Department of Biostatistics & Health Informatics, Institute of Psychiatry, Psychology & Neuroscience, King’s College London ; NIHR Maudsley Biomedical Research Centre

Title: Applications of causal mediation analysis in mental health trials

In this talk, we will consider four specific challenges that can arise when applying causal mediation analysis methods in randomised clinical trials in mental health:

  1. Why intervention-specific measures like therapeutic alliance and fidelity are not mediating variables but should be considered as post-randomisation effect modifiers
  2. How to account for outcomes collected during the intervention window as time-varying confounders of the mediator-outcome relationship using parametric g-formula
  3. Combining adjustment for departures from random allocation and mediation analysis by extending the definition of the causal mediation estimands to include compliance and estimating these using instrumental variable structural equation models
  4. Accounting for differential uptake of components of ‘treatment as usual’, for example, the use of medication in psychosocial intervention trials, by addressing the appropriate question in the context of the estimand framework

We illustrate these issues using applied examples from trials of psychological and digital interventions in people with psychosis.
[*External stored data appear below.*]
PR #1935, opened 2020-11-25
Immutable URIs WIP

nl0:
# Description

Add `/uri/*` route to resolve Quilt package URIs as per spec

# TODO

- [x] nice UI
- [x] Unit tests
- [x] use hashes for routing (#1938)

### DIFF
--- a/catalog/app/constants/routes.js
+++ b/catalog/app/constants/routes.js
@@ -81,6 +81,12 @@ export const search = {
     `/search${mkSearch({ q, buckets, p, mode, retry })}`,
 }
 
+// immutable URI resolver
+export const uriResolver = {
+  path: '/uri/:uri(.*)',
+  url: (uri) => `/uri/${uri ? encodeURIComponent(uri) : ''}`,
+}
+
 // bucket
 export const bucketRoot = {
   path: '/b/:bucket',
@@ -114,9 +120,9 @@ export const bucketPackageDetail = {
 export const bucketPackageTree = {
   path: `/b/:bucket/packages/:name(${PACKAGE_PATTERN})/tree/:revision/:path(.*)?`,
   url: (bucket, name, revision, path = '') =>
-    revision === 'latest' && !path
+    (!revision || revision === 'latest') && !path
       ? bucketPackageDetail.url(bucket, name)
-      : `/b/${bucket}/packages/${name}/tree/${revision}/${encode(path)}`,
+      : `/b/${bucket}/packages/${name}/tree/${revision || 'latest'}/${encode(path)}`,
 }
 export const bucketPackageRevisions = {
   path: `/b/:bucket/packages/:name(${PACKAGE_PATTERN})/revisions`,
--- a/catalog/app/constants/routes.js
+++ b/catalog/app/constants/routes.js
@@ -120,9 +120,9 @@ export const bucketPackageDetail = {
 export const bucketPackageTree = {
   path: `/b/:bucket/packages/:name(${PACKAGE_PATTERN})/tree/:revision/:path(.*)?`,
   url: (bucket, name, revision, path = '') =>
-    (!revision || revision === 'latest') && !path
-      ? bucketPackageDetail.url(bucket, name)
-      : `/b/${bucket}/packages/${name}/tree/${revision || 'latest'}/${encode(path)}`,
+    path || (revision && revision !== 'latest')
+      ? `/b/${bucket}/packages/${name}/tree/${revision || 'latest'}/${encode(path)}`
+      : bucketPackageDetail.url(bucket, name),
 }
 export const bucketPackageRevisions = {
   path: `/b/:bucket/packages/:name(${PACKAGE_PATTERN})/revisions`,
--- a/catalog/app/containers/UriResolver/UriResolver.js
+++ b/catalog/app/containers/UriResolver/UriResolver.js
@@ -1,0 +1,139 @@
+import * as React from 'react'
+import { useHistory, Link, Redirect } from 'react-router-dom'
+import * as M from '@material-ui/core'
+
+import Layout from 'components/Layout'
+import * as NamedRoutes from 'utils/NamedRoutes'
+import * as PackageUri from 'utils/PackageUri'
+
+const useStyles = M.makeStyles((t) => ({
+  form: {
+    display: 'flex',
+    marginTop: t.spacing(3),
+  },
+  btn: {
+    marginLeft: t.spacing(2),
+  },
+  linkBox: {
+    marginTop: t.spacing(4),
+    marginLeft: 'auto',
+    marginRight: 'auto',
+  },
+  link: {
+    display: 'block',
+    padding: t.spacing(1.5, 2),
+    '&:hover': {
+      background: t.palette.action.hover,
+    },
+  },
+  field: {
+    ...t.typography.body1,
+    display: 'block',
+    overflow: 'hidden',
+    textOverflow: 'ellipsis',
+    whiteSpace: 'nowrap',
+  },
+  name: {
+    fontWeight: t.typography.fontWeightMedium,
+  },
+}))
+
+export default function UriResolver({ match }) {
+  const { urls } = NamedRoutes.use()
+  const history = useHistory()
+  const classes = useStyles()
+
+  const uri = decodeURIComponent(match.params.uri || '')
+  const [parsed, error] = React.useMemo(() => {
+    try {
+      return [uri ? PackageUri.parse(uri) : null]
+    } catch (e) {
+      return [null, e]
+    }
+  }, [uri])
+
+  const [value, setValue] = React.useState(uri)
+
+  const handleChange = React.useCallback(
+    (e) => {
+      setValue(e.target.value)
+    },
+    [setValue],
+  )
+
+  const handleSubmit = React.useCallback(
+    (e) => {
+      e.preventDefault()
+      if (value !== uri) history.push(urls.uriResolver(value))
+    },
+    [value, uri, history, urls],
+  )
+
+  const to =
+    parsed &&
+    urls.bucketPackageTree(
+      parsed.bucket,
+      parsed.name,
+      parsed.hash || parsed.tag,
+      parsed.path,
+    ) + NamedRoutes.mkSearch({ resolvedFrom: uri })
+
+  // automatically redirect if URI is pre-filled with a correct value
+  const [redirect] = React.useState(!!to)
+  if (redirect) return <Redirect to={to} />
+
+  const field = (name, val) => (
+    <span className={classes.field}>
+      <span className={classes.name}>{name}:</span> {val}
+    </span>
+  )
+
+  return (
+    <Layout
+      pre={
+        <M.Box pt={6} pb={4} maxWidth={'656px !important'} component={M.Container}>
+          <M.Typography variant="h4" align="center">
+            Resolve a Quilt package URI
+          </M.Typography>
+
+          <form className={classes.form} onSubmit={handleSubmit}>
+            <M.Input
+              value={value}
+              onChange={handleChange}
+              error={!!error}
+              placeholder="Enter a URI, e.g. quilt+s3://your-bucket#package=user/package@hash"
+              fullWidth
+            />
+            <M.Button
+              className={classes.btn}
+              type="submit"
+              variant="contained"
+              color="primary"
+            >
+              Resolve
+            </M.Button>
+          </form>
+
+          {!!error && (
+            <M.Box mt={2}>
+              <M.Typography color="error">
+                Error parsing URI: {error.msg || `${error}`}
+              </M.Typography>
+            </M.Box>
+          )}
+          {!!parsed && (
+            <M.Paper className={classes.linkBox}>
+              <Link to={to} className={classes.link}>
+                {field('Registry', `s3://${parsed.bucket}`)}
+                {field('Package', parsed.name)}
+                {!!parsed.hash && field('Hash', parsed.hash)}
+                {!!parsed.tag && field('Tag', parsed.tag)}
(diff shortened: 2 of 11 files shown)


catalog/app/constants/routes.js
```diff
@@ -114,9 +120,9 @@ export const bucketPackageDetail = {
 export const bucketPackageTree = {
   path: `/b/:bucket/packages/:name(${PACKAGE_PATTERN})/tree/:revision/:path(.*)?`,
   url: (bucket, name, revision, path = '') =>
-    revision === 'latest' && !path
+    (!revision || revision === 'latest') && !path
```
fiskus, line 123: I've lost. Do we use both `revision`s and `hash`es, or they are the same?

catalog/app/containers/UriResolver/UriResolver.js
```diff
@@ -0,0 +1,139 @@
...
+    parsed &&
+    urls.bucketPackageTree(
+      parsed.bucket,
+      parsed.name,
+      parsed.hash || parsed.tag,
+      parsed.path,
+    ) + NamedRoutes.mkSearch({ resolvedFrom: uri })
+
+  // automatically redirect if URI is pre-filled with a correct value
+  const [redirect] = React.useState(!!to)
```
fiskus, line 82: It's weird that there is no setter.
`const redirect = useMemo(() => !!to, [])` doesn't fit?

catalog/app/containers/UriResolver/UriResolver.js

Biography: Richard is an NIHR Research Professor and Professor of Medical Statistics and Trials Methodology at the Institute of Psychiatry, Psychology and Neuroscience. Before joining King's, he held a personal Chair as Professor of Medical Statistics at The University of Manchester. His research interests are in clinical trials methodology and developing statistical methods for efficacy and mechanisms evaluation using causal inference approaches. The applications of these methods focus on randomised trials of complex interventions in mental health. He is lead of the KCL Trials Methodology Research Group, and co-lead of the Statistical Analysis Working Group in the MRC-NIHR Trials Methodology Research Partnership.